Model | SS3 | SS8 | Remote homology | Fluorescence | Stability | Contact |
ESM (best neural) | 0.82 | 0.67 | 0.33 | 0.68 | 0.71 | (0.61)* |
TAPE (best neural) | 0.75 | 0.59 | 0.26 | 0.68 | 0.73 | 0.4 |
TAPE (alignment) | 0.8 | 0.63 | 0.09 | N/A | N/A | 0.64 |
* Not comparable: ESM (bests neural) uses a linear projection on the features (the contact head available in the PyTorch version of TAPE), but the results from the TAPE paper use a ResNet head.
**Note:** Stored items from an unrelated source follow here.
PR #1880, opened 2021-02-04
feat: add restart time for leaking Chromium in Ubuntu

Fmstrat:
### Description

In Ubuntu, when attempting to check frequently and as Chromium tabs grow and usage increases over time, memory management suffers and machines will lock up (tested across multiple PCs, and happens in other heavy-use Puppeteer applications as well). While `nice`ing helps, it does not fully solve the problem.

This PR adds a `RESTART_TIME` flag that takes an integer in `ms` to set when streetmerchant will restart Chrome, thus resetting memory usage.

### Testing

- Set up a machine with 4-8GB RAM running Ubuntu 20.04
- Use streetmerchant as default checking all sites
- Let run overnight
- Wait for lockup or reboot

**NOTE:** Wiki updates required after PR. Happy to do this as well.


Fmstrat:
I realized after the fact that the documentation was actually in the repo, so I've added that to the PR.

jef (approved):
This makes a lot of sense to have in the meantime. I really appreciate your help here! :rocket:

jef (approved):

See the previous table for a rigorous comparison of ESM and TAPE in a fair benchmarking setup.
If you find the model useful in your research, we ask that you cite the following paper:
@article{rives2019biological,
author={Rives, Alexander and Meier, Joshua and Sercu, Tom and Goyal, Siddharth and Lin, Zeming and Guo, Demi and Ott, Myle and Zitnick, C. Lawrence and Ma, Jerry and Fergus, Rob},
title={Biological Structure and Function Emerge from Scaling Unsupervised Learning to 250 Million Protein Sequences},
year={2019},
doi={10.1101/622803},
url={https://www.biorxiv.org/content/10.1101/622803v3},
journal={bioRxiv}
}
Additionally, much of this code hails from the excellent fairseq sequence modeling framework; we have released this standalone model to facilitate more lightweight and flexible usage. We encourage those who wish to pretrain protein language models from scratch to use fairseq.
This source code is licensed under the MIT license found in the LICENSE
file
in the root directory of this source tree.